Dataset content:
========
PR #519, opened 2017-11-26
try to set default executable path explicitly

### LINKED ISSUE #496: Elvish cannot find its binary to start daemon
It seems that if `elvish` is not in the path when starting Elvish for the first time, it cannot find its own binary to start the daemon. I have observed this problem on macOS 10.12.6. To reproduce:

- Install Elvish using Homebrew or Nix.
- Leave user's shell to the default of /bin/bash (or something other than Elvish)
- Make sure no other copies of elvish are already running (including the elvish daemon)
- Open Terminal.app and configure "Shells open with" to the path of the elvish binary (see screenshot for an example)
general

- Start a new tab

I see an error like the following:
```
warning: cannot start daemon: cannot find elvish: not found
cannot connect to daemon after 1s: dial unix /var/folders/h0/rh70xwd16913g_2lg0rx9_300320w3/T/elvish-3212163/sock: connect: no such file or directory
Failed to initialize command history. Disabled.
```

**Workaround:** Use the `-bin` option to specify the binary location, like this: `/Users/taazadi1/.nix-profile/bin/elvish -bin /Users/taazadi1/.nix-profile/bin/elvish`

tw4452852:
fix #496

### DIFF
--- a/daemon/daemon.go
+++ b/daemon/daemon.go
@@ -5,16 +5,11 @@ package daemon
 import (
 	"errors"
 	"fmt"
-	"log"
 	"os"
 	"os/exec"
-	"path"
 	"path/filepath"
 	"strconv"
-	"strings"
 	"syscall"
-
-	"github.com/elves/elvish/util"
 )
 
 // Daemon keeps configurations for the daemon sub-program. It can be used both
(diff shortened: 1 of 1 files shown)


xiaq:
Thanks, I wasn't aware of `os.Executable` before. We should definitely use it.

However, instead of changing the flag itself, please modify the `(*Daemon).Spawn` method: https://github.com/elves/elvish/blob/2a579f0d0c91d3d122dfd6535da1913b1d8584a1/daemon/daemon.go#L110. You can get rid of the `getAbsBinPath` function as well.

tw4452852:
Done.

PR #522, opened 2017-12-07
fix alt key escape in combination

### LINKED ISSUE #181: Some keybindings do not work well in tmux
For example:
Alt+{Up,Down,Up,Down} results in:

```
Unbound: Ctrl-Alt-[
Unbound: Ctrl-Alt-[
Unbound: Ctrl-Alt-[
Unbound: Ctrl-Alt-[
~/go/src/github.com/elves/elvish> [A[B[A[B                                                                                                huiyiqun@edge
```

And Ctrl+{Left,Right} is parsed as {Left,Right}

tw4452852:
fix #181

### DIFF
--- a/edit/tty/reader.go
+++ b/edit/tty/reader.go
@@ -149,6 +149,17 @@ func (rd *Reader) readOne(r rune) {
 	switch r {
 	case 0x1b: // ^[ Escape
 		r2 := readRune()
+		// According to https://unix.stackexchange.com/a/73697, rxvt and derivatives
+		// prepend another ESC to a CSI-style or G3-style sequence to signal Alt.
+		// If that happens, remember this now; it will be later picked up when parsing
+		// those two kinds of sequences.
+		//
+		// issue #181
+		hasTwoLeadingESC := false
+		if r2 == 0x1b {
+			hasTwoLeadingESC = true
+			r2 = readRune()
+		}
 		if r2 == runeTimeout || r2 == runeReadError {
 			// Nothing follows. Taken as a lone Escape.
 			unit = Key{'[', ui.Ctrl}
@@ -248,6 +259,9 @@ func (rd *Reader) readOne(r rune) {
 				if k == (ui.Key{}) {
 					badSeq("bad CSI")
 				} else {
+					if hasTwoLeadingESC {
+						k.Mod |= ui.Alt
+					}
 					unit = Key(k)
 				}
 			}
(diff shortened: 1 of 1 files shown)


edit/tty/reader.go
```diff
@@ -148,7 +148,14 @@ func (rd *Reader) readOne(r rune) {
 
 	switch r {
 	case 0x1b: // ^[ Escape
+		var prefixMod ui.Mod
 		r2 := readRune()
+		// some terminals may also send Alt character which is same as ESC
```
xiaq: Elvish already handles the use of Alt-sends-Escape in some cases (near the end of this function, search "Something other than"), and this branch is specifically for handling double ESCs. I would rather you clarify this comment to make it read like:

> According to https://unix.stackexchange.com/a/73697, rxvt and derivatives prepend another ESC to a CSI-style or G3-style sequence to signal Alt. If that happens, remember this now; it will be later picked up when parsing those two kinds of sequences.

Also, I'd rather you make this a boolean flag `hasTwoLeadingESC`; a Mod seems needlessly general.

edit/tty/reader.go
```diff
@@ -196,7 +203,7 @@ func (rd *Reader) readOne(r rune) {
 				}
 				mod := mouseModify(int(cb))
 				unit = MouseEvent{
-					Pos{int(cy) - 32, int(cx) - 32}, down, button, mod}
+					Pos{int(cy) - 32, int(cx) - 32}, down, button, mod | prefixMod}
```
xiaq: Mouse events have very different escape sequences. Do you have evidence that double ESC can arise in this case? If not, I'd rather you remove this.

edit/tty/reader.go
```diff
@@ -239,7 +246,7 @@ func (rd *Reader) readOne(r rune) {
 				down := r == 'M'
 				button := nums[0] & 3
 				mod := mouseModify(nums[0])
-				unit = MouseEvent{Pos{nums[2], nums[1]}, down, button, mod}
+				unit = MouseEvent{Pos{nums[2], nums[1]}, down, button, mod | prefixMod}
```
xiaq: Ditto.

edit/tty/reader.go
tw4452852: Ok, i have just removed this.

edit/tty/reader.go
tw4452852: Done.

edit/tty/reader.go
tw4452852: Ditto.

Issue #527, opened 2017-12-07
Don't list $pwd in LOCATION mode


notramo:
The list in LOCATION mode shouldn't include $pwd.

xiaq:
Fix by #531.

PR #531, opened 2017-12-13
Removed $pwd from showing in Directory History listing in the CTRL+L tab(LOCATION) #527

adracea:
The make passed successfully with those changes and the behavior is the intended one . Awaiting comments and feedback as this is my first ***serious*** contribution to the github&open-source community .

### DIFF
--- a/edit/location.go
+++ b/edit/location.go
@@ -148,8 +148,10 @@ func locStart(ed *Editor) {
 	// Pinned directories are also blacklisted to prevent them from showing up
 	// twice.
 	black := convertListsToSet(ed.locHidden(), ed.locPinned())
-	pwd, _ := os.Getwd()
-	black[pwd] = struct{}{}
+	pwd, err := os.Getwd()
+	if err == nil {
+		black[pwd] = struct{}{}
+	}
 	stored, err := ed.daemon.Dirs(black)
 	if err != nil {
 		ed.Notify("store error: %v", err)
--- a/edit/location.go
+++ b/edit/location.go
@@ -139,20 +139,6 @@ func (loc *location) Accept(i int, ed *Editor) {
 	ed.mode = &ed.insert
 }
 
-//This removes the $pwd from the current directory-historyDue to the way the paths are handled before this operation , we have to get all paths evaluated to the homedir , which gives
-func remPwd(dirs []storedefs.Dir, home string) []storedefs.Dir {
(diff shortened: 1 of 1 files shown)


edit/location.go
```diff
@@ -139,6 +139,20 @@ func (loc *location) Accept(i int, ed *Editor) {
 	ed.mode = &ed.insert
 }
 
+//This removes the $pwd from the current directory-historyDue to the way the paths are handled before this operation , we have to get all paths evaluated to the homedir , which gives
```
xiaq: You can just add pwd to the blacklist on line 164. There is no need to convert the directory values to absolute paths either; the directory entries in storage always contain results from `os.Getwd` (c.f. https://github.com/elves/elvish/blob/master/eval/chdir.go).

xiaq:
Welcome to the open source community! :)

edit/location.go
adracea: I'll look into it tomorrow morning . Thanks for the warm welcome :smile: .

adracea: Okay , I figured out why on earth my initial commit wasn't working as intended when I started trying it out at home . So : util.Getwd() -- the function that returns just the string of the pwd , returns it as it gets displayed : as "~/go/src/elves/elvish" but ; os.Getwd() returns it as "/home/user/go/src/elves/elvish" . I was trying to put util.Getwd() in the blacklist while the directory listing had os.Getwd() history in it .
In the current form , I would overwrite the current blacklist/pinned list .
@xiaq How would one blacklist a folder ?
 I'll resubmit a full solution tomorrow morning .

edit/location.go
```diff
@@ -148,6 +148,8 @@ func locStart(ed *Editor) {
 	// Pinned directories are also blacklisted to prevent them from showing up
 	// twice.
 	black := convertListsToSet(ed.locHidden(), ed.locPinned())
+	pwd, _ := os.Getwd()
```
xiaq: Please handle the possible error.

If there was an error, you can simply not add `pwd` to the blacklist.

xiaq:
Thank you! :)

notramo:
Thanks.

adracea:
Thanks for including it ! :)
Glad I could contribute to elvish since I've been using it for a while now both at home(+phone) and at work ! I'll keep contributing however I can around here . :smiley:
========
Task prompt:
Whenever a line in the entries holds the word "mode", copy that line.

Solution:
Don't list $pwd in LOCATION mode
The list in LOCATION mode shouldn't include $pwd.
 	ed.mode = &ed.insert
 	ed.mode = &ed.insert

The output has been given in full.